Anti-government extrem­ists liked his grow­ing anti-government rhetoric, par­tic­u­larly in the late 1990s as his own crim­i­nal trou­bles inten­si­fied.  Traf­i­cant repeat­edly invoked the stand­offs at Ruby Ridge and Waco, called Attor­ney Gen­eral Janet Reno a “trai­tor,” attacked the Fed­eral Reserve, and stated that “we have a fed­eral gov­ern­ment that Amer­i­cans fear.”

Dur­ing his trial and impris­on­ment, white suprema­cists such as David Duke spoke out on his behalf and urged peo­ple to send him money.  In par­tic­u­lar, Traf­i­cant devel­oped a close rela­tion­ship with AFP, pub­lished by Willis Carto, one of the lead­ing Amer­i­can anti-Semites.  AFP vocally sup­ported Traf­i­cant, while one of its writ­ers even wrote a book about the for­mer Congressman.

After Traficant’s 2009 release, the rela­tion­ship became closer.  AFP announced an “appre­ci­a­tion din­ner” for him, while Traf­i­cant even became a colum­nist for the anti-Semitic publication—which he con­tin­ued until his death.  In his columns, as well as else­where, Traf­i­cant railed against Jew­ish orga­ni­za­tions like the American-Israeli Pub­lic Affairs Com­mit­tee and accused Israel of con­trol­ling the Amer­i­can media, the Amer­i­can econ­omy, and both houses of Con­gress.  Traf­i­cant appeared as a speaker at AFP events, some of which were orga­nized around him, such as a 2010 “Town Hall” with Traf­i­cant in Wash­ing­ton, D.C.

Dur­ing these years, Traf­i­cant also spoke at other extrem­ist events.  He spoke sev­eral times at “Free­dom Palooza,” an annual event in east­ern Penn­syl­va­nia run by Paul Topete, a long time anti-government extrem­ist and anti-Semite, which attracted anti-government extrem­ists and white suprema­cists.  At one such event, accord­ing to a white suprema­cist who attended, Traf­i­cant allegedly dis­cussed the “Jew­ish dom­i­nance of the press, money sup­ply, New York and Hol­ly­wood.”  Traf­i­cant also spoke at events such as Con­spir­acy Con and the Free­dom Law School, the lat­ter a group asso­ci­ated with the anti-government extrem­ist tax protest movement.

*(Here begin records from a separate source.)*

PR #1059, opened 2025-06-04
Fix formatPath.

Lord-Kamina:
### What does this PR do?

Should properly fix the problem @kt-- mentioned in #1058

### More


Lord-Kamina:
> **As discussed in discord:** It probably doesn't matter a lot, but PathCache::pathBootstrap() should lock the mutex. pathInit() could too, but it's _only_ called by pathBootstrap() anyway.

pathInit is also called from `configuration.cc`
Not locking was a mistake I made earlier. I tried fixing it now.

Shortly before his death, Traf­i­cant and AFP had begun a new joint ven­ture, “Project Free­dom USA,” intended to be an effort by “grass­roots patriots…to end the finan­cial tyranny that is stran­gling our nation.”  Among other things, the project intended to abol­ish the Fed­eral Reserve and “our com­mu­nist, pro­gres­sive income tax.”